力動的な治療にはまた認知レベルでのアプローチも当然含みこむ。そのうえで筆者は特に原田(2021,p118)の示した治療指針を参考にしたい。原田はCPTSDにおける幼少時の繰り返されるトラウマを「複雑性外傷記憶」と呼ぶが、これは先述のアラン・ショアの言う「愛着トラウマ」にほぼ相当するものと考えられよう。そしてそれに対する認知療法的なアプローチを提唱する。その中でも外傷記憶の活性化により「友好・安心モード」から「敵対・混乱モード」に移るという図式を示し、それを患者への心理教育も含めて治療のターゲットの一つとする。これは患者が示す問題について、その認知的、行動的なレベルでの表れにフォーカスを絞った治療方針として非常に有効と思われる。

 パニック発作が自分のどのような感情に関連しているかをより自覚する試みとしてはMilrod らの「パニックに焦点付けられた力動的精神療法」が挙げられる。Milrod と Busch は1997年に週二回、全体で24回のセッションからなる治療法のマニュアルを提唱した。この研究ではるPSRF (panic-specific reflective functioning パニックに特化した内省機能)というスケールを用いる。つまり患者がパニックに関わるその他の感情にいかに内省的かを測る指標であり、それはこの治療の前後で明らかに下がっていると報告している。

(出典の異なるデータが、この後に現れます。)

Issue #252, opened 2016-12-19
bug in MicroBitUARTService#read when buffer contains NULL character


kartben:
When reading the required number of bytes, MicroBitUARTService#read() will stop on a null character - I believe this is wrong as nothing in the doc says that this method should treat the buffer as a null-terminated string.
If people want to read() strings, they can use the signature that returns a ManagedString.

kartben:
PR #253 has been merged! 
Closing.

PR #253, opened 2016-12-19
fix for issue #252: bug in MicroBitUARTService#read when buffer conta…

kartben:
…ins NULL character

Signed-off-by: Benjamin Cabé <benjamin@eclipse.org>

### DIFF
--- a/source/bluetooth/MicroBitUARTService.cpp
+++ b/source/bluetooth/MicroBitUARTService.cpp
@@ -356,7 +356,7 @@ int MicroBitUARTService::read(uint8_t *buf, int len, MicroBitSerialMode mode)
     {
         int c;
 
-        while((c = getc(mode)) > 0 && i < len)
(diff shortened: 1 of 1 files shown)


martinwork:
Should the && operands be swapped as well, to avoid reading and discarding an extra character after len have been read?

jamesadevine:
Yup, @martinwork . We really need a Stream abstraction, it's been on our todo list for a while. This is another place where the same broken logic has cropped up again, I suspect because it's been implemented across 3 different classes, and the first time it was caught the change wasn't applied here.

kartben:
Good catch @martinwork. I updated the condition.

kartben:
any plan to merge this?

finneyj:
Apologies @kartben - my many hands are full as usual. :-)

Looks great, very happy to merge. Thanks for the patch.

PR #290, opened 2017-05-16
Sound extensions

utz82:
Added a new class for creating sample recordings from microphone input, and added sample playback capabilities to CalliopeSoundMotor.

The sample format is optimized for 1-bit output, and allows for efficient data compression at the cost of sound quality. Efficiency depends on the harmonic spectrum of the sample, with higher frequencies generating larger data. On average, 2-3 seconds of human speech can be compressed into 1 KB of sample data at the default sample rate. Sample format is unsigned 8-bit PWM, which is a simple record of the time taken until the next output state change. If a sample byte is 0, then no state change occurs and the next state change is delayed by 256 ticks. Samples are recorded and played back at a rate of 8 KHz by default, this can be changed to up to ~11KHz. At faster rates, correct playback is not ensured.

Both recording and playback are implemented as interrupt services. CPU load will be approx. 85% at 8 KHz, so it is not possible to run other load-heavy tasks in parallel.

Sampling thresholds for recording are tuned to the current board setup, they will need to be adjusted once the planned changes to the board are implemented. Likewise, there will be some minor changes necessary if the piezo is replaced by a true speaker.

This is my first contribution to the Calliope mini project, please be patient with me and let me know about any mistakes. Also note that I have not changed the versioning.


finneyj:
No problem @utz82 - this looks like really interesting work! 

Please do let us know how you get on with your project, as I imagine lots of people from the micro:bit and calliope communities would be interested in your results.

utz82:
Admittedly most of those changes just reflect the state of the current Calliope fork of microbit-dal. The only contribution from my side is some sampled sound support for the Calliope's microphone/speaker set-up, which is probably of little use for the original microbit. However, I also have plans to add polyphonic sound synthesis later on. It should be possible to adapt this for the microbit (with a speaker connected to pin0/gnd).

このアプローチは精神分析的なオリエンテーションに基づくものではあるが、パニックや不安と他の感情との関連をより自覚化するという意味では、同様にロカールシステムのトップダウン的な働きかけに準ずると考えることが出来よう。

まとめ

  本稿では精神分析的・力動的な立場からパニック・不安の理解について示した。パニックや不安は複雑な病態であり、又それを扱う精神力動療法も極めて複合的なものであり、やや議論が錯綜した感がある。しかし現在の精神分析が脳科学や愛着理論を取り込んだグローバルな視点からパニックや不安に取り組んでいる事情はある程度示せたかもしれない。